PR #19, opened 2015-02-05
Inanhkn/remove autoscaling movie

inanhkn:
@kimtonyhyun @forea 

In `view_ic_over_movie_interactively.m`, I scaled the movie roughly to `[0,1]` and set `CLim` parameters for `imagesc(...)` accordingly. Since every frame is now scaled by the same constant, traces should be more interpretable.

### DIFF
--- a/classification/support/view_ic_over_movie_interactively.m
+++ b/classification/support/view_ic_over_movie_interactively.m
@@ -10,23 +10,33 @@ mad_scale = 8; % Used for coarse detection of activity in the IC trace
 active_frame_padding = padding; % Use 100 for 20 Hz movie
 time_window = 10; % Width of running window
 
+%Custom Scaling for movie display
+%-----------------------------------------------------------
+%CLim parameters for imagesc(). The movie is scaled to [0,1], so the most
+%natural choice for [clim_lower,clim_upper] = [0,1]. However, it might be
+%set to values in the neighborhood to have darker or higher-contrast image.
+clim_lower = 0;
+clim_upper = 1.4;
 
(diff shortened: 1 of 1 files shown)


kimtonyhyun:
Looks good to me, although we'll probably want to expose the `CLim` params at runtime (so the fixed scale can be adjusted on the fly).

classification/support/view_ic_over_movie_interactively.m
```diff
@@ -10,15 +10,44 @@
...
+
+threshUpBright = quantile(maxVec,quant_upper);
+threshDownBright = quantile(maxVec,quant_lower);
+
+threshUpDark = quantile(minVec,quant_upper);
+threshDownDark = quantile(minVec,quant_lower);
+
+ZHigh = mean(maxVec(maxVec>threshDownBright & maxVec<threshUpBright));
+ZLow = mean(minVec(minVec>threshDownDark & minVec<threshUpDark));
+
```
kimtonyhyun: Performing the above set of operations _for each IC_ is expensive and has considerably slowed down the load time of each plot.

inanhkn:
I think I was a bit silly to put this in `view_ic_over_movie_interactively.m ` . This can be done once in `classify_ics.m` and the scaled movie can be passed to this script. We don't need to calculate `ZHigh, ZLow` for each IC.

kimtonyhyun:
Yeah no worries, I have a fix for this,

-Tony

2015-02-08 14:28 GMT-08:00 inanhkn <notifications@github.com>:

· · · ·

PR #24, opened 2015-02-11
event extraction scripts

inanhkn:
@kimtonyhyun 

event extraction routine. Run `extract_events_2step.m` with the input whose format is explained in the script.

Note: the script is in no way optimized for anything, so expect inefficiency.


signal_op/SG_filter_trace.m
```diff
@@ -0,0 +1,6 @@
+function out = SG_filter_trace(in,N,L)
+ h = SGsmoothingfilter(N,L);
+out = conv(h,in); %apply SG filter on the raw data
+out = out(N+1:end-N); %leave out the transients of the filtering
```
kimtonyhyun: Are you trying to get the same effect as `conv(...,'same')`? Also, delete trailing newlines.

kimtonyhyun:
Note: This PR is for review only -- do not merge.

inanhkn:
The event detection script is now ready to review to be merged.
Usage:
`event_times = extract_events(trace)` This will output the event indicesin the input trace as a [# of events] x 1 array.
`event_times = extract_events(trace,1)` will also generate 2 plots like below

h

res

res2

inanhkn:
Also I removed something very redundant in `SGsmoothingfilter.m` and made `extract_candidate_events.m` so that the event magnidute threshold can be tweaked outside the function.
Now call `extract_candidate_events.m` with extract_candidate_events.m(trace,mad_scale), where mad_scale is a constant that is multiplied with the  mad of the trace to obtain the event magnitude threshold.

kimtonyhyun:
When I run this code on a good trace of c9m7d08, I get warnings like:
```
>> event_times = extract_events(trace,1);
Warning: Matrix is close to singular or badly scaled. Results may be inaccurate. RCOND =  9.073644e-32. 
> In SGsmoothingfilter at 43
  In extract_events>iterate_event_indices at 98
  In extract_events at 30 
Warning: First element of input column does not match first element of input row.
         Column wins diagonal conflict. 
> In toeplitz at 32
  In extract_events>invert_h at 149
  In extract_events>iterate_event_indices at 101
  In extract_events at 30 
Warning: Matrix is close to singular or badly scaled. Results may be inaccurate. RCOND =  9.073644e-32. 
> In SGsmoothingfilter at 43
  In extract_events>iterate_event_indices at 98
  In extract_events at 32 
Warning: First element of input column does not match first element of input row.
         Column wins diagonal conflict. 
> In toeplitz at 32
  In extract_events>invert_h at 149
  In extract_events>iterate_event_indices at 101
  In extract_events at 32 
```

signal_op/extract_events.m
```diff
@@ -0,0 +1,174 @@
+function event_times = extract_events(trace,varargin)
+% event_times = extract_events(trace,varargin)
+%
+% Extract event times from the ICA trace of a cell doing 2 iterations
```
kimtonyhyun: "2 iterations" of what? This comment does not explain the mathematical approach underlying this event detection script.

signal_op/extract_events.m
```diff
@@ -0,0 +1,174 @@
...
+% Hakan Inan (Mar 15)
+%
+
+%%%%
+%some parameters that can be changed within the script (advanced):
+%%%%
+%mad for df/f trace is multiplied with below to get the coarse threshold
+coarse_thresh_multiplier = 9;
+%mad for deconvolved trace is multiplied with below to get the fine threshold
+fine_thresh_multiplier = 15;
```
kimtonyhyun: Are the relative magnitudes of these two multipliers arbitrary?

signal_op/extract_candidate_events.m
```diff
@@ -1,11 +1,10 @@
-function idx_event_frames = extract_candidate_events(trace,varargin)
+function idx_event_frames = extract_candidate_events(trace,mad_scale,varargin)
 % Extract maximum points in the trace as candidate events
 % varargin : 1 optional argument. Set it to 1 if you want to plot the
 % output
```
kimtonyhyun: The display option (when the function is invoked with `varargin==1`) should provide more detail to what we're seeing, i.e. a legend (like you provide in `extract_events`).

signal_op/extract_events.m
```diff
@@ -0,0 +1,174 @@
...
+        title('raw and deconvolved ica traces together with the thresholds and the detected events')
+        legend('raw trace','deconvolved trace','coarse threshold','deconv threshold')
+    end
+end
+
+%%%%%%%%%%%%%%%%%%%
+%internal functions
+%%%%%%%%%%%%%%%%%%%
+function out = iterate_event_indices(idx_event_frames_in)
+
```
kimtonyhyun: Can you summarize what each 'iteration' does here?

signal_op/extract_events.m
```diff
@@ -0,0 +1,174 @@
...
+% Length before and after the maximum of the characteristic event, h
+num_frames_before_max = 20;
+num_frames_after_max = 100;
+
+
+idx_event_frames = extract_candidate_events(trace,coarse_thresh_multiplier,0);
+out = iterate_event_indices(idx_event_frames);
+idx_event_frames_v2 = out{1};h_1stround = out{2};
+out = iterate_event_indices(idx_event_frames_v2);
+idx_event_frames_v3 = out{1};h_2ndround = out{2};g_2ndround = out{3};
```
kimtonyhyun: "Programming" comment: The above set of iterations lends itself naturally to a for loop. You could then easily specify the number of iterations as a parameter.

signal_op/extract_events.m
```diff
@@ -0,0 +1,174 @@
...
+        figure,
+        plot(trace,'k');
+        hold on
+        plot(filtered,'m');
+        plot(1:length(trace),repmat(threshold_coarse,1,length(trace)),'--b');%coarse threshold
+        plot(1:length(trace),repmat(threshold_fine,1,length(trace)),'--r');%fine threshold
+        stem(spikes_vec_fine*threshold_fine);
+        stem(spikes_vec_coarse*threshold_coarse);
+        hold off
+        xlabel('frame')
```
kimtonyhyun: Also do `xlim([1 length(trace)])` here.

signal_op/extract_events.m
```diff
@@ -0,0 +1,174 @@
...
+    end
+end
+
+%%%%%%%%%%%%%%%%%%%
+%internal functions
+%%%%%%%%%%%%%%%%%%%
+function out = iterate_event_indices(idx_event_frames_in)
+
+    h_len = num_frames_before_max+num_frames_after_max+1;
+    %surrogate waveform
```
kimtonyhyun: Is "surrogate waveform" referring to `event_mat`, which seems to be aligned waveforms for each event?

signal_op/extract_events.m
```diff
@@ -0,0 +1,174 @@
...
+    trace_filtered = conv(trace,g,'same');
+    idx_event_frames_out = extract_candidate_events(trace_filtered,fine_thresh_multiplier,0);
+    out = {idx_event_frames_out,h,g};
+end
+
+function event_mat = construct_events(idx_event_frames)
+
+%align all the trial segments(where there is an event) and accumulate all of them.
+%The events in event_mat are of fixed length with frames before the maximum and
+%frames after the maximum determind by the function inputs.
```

· · · ·

### [What is required]
Scan the entries for lines holding the string "will", then copy every one of them.

### [Task output]
`event_times = extract_events(trace)` This will output the event indicesin the input trace as a [# of events] x 1 array.
`event_times = extract_events(trace,1)` will also generate 2 plots like below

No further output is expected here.